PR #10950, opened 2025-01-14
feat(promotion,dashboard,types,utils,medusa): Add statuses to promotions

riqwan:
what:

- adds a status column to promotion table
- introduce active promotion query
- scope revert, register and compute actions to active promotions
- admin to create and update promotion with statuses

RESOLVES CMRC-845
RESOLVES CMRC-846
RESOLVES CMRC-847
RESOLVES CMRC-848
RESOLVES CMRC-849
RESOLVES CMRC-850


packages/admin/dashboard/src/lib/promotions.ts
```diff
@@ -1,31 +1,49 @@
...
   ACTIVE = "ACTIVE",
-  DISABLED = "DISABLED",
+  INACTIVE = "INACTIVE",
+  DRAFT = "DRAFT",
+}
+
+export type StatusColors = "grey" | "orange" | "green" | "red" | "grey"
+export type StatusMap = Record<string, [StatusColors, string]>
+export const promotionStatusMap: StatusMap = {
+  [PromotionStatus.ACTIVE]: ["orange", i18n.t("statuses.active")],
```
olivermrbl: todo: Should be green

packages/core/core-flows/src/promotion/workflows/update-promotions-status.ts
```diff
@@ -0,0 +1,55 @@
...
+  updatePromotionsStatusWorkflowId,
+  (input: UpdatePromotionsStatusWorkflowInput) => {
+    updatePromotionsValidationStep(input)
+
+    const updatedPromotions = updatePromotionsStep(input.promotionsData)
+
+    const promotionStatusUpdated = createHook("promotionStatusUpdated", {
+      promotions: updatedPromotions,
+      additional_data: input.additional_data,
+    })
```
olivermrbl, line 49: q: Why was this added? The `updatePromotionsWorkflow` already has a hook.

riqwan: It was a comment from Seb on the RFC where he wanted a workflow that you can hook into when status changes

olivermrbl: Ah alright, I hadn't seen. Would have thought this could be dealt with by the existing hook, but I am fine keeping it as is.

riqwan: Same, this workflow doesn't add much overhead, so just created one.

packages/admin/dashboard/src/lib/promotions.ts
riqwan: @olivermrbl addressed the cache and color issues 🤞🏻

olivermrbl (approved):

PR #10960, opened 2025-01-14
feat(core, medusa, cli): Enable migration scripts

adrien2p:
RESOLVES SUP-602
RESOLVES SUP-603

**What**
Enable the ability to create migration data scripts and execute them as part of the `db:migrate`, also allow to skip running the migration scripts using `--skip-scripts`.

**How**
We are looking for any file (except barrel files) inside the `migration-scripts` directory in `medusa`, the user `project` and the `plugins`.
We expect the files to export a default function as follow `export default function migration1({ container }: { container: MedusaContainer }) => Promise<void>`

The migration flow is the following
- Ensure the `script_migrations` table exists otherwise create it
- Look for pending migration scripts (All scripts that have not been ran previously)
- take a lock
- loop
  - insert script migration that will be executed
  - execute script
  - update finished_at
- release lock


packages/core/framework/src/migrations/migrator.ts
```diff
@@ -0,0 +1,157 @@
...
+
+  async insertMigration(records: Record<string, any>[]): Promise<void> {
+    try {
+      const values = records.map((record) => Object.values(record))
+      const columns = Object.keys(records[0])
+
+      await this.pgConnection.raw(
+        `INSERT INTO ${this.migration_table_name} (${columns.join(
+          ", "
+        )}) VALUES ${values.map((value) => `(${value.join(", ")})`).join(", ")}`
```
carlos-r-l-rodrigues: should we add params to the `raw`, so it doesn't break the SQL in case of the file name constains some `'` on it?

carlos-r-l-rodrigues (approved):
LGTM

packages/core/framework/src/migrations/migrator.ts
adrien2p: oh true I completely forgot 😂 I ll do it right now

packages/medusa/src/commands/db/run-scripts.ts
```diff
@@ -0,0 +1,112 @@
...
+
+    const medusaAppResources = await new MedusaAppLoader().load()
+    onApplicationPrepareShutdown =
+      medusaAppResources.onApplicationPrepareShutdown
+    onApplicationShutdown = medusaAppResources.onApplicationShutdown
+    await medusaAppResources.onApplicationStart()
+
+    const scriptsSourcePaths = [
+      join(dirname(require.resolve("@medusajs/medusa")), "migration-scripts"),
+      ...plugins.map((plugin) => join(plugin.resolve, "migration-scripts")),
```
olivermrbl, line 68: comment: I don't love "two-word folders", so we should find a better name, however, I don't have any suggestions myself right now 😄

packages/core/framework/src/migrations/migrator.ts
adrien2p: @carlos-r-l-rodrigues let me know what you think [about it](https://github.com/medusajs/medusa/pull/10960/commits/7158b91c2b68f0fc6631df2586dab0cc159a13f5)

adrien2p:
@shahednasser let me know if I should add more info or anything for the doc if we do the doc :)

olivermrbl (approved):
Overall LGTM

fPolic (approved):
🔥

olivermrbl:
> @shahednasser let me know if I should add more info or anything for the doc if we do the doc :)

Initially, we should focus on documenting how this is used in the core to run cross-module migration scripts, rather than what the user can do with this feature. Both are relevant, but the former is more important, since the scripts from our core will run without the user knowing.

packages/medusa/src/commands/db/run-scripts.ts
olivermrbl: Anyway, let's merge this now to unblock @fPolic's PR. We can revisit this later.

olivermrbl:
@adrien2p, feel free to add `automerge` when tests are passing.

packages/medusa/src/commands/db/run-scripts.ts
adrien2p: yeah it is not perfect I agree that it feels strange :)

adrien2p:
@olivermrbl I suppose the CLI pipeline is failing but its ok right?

---

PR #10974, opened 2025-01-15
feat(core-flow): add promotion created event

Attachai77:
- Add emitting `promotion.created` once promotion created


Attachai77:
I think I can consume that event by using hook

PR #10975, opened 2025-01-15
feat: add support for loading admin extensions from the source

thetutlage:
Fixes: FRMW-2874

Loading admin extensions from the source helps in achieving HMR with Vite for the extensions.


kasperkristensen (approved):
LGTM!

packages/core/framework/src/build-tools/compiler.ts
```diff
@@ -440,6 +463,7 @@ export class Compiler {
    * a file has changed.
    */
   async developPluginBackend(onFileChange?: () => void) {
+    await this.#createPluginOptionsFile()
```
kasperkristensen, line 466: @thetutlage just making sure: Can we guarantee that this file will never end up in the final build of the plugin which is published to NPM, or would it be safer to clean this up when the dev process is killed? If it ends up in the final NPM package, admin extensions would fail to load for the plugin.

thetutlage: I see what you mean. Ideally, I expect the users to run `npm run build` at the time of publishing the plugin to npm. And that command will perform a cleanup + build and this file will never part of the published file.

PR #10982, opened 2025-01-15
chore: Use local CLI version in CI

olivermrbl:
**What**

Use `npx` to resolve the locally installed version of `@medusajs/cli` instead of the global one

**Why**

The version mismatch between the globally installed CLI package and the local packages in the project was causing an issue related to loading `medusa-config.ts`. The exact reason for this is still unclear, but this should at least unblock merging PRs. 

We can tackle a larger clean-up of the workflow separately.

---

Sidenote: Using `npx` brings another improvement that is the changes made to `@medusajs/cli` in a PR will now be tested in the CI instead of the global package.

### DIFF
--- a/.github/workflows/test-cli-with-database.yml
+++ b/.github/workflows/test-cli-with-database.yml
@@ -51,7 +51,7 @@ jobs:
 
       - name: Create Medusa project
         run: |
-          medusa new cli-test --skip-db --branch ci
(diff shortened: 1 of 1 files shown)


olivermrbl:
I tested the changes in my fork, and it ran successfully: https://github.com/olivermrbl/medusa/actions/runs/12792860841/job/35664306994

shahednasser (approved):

WHAT YOU HAVE TO DO >> Scan the material above for the string "carlos". Return each line where it occurs.

SOLUTION TO THE EXERCISE >>
carlos-r-l-rodrigues: should we add params to the `raw`, so it doesn't break the SQL in case of the file name constains some `'` on it?
carlos-r-l-rodrigues (approved):
adrien2p: @carlos-r-l-rodrigues let me know what you think [about it](https://github.com/medusajs/medusa/pull/10960/commits/7158b91c2b68f0fc6631df2586dab0cc159a13f5)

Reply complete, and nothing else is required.